### DIRECTIONS
Search the material below for the string "coordinates". Return every line that holds it.

BEGIN RECORDS FOR THIS EXERCISE

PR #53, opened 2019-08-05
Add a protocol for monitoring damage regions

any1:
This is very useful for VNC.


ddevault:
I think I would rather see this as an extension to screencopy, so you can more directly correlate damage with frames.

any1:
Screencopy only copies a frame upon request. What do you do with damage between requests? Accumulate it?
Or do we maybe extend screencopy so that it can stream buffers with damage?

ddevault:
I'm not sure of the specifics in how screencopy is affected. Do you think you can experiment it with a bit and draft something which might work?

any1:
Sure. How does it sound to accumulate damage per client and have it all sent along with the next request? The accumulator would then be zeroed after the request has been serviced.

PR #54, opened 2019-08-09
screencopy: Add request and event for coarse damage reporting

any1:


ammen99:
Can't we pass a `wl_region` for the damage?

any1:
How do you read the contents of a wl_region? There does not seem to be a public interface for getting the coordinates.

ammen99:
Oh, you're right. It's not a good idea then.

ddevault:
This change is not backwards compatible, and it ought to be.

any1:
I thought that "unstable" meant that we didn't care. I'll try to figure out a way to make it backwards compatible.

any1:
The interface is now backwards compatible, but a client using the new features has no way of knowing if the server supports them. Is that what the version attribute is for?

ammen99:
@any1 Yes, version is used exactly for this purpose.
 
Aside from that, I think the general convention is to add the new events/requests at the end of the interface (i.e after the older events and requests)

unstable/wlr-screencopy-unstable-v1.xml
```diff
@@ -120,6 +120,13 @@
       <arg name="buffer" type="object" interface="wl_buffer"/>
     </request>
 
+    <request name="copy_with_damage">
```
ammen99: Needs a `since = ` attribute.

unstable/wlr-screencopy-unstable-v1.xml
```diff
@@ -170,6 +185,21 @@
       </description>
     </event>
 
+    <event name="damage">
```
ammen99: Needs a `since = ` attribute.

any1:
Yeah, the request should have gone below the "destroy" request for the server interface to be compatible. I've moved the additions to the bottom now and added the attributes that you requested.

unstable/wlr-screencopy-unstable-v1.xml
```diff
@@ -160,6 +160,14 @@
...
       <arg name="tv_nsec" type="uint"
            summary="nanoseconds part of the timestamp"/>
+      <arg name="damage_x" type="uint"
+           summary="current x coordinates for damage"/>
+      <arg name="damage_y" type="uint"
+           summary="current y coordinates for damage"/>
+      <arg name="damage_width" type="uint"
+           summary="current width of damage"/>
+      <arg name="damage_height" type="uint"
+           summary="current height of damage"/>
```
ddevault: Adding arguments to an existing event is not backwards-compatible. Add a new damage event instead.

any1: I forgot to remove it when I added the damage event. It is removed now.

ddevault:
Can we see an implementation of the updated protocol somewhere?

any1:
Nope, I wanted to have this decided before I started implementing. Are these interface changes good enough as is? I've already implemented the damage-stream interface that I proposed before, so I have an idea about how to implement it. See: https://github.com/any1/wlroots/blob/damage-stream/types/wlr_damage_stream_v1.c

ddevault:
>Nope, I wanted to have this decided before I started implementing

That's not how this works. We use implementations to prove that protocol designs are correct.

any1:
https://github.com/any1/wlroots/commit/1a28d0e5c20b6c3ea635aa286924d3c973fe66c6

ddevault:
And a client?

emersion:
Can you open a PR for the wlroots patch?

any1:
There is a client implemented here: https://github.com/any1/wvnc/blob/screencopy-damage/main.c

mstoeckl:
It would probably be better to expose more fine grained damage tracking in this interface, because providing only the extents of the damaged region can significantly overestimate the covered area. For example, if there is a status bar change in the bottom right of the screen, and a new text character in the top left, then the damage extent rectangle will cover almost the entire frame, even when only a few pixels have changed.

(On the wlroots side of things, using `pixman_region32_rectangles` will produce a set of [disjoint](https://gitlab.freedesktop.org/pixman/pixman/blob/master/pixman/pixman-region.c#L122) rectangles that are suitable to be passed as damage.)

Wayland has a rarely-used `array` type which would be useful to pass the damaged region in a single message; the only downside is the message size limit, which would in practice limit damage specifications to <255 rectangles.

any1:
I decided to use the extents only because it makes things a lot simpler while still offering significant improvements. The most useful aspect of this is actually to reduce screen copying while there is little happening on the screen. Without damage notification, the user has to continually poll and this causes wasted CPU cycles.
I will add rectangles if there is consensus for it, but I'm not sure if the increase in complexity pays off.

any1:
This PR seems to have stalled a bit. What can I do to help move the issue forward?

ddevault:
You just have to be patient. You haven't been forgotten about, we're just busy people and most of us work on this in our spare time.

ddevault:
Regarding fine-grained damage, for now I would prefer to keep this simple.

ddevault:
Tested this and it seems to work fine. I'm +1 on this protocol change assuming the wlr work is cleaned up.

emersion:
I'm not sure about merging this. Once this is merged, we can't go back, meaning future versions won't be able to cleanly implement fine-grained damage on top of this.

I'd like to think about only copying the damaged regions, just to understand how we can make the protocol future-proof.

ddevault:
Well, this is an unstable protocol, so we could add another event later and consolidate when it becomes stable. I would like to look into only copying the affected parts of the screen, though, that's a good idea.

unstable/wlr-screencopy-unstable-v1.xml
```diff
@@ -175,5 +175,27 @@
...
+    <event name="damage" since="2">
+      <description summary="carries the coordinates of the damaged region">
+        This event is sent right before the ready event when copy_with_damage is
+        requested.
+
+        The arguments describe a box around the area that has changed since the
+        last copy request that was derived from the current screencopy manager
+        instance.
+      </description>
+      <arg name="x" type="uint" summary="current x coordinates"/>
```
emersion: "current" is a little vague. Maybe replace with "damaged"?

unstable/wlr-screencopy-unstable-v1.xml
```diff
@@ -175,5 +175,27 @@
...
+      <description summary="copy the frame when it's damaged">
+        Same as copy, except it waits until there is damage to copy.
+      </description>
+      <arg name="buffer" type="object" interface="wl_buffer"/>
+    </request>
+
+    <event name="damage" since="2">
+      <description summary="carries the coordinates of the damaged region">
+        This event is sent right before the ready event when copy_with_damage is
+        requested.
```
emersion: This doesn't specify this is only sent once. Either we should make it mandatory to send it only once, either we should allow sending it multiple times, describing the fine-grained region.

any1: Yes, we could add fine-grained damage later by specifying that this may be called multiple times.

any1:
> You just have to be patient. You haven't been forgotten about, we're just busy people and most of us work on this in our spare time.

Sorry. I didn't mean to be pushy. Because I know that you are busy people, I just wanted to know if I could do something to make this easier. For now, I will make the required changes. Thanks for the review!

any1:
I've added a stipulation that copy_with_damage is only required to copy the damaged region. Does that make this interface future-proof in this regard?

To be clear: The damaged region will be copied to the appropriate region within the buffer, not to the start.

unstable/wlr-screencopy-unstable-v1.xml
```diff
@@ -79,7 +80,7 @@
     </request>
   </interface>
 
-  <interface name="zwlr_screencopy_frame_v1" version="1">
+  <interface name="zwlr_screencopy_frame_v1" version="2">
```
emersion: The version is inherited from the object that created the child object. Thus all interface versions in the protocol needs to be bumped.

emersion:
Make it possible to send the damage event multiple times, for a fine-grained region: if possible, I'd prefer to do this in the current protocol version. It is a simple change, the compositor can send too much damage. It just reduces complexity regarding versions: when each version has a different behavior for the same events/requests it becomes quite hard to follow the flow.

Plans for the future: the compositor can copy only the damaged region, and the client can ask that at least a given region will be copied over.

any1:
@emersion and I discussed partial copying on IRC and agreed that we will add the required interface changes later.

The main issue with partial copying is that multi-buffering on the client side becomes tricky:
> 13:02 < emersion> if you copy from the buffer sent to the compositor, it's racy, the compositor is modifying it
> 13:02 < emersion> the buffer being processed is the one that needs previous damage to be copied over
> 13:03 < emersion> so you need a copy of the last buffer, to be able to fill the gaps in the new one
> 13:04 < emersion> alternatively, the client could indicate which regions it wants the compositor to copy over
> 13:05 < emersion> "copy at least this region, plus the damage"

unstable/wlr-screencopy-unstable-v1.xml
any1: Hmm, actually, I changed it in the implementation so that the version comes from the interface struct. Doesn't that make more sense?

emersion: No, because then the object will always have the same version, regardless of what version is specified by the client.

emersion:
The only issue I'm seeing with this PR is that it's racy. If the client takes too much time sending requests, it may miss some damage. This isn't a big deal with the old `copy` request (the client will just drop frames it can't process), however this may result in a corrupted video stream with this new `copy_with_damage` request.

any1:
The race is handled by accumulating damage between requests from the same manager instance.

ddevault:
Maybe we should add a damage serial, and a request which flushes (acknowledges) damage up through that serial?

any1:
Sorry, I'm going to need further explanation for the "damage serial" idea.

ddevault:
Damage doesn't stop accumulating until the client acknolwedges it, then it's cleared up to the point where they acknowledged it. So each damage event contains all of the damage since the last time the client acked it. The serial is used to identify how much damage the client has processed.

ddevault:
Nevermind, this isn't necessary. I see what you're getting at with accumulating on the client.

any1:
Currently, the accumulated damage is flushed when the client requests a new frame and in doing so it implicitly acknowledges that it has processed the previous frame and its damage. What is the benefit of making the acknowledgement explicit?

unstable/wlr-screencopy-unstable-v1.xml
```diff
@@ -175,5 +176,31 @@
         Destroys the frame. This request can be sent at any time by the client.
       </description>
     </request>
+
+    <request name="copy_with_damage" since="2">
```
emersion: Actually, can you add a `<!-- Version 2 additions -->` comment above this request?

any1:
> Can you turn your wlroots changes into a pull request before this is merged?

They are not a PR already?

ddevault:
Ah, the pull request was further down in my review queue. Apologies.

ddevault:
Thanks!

END RECORDS FOR THIS EXERCISE

### RESPONSE
How do you read the contents of a wl_region? There does not seem to be a public interface for getting the coordinates.
+           summary="current x coordinates for damage"/>
+           summary="current y coordinates for damage"/>
+      <description summary="carries the coordinates of the damaged region">
+      <arg name="x" type="uint" summary="current x coordinates"/>
+      <description summary="carries the coordinates of the damaged region">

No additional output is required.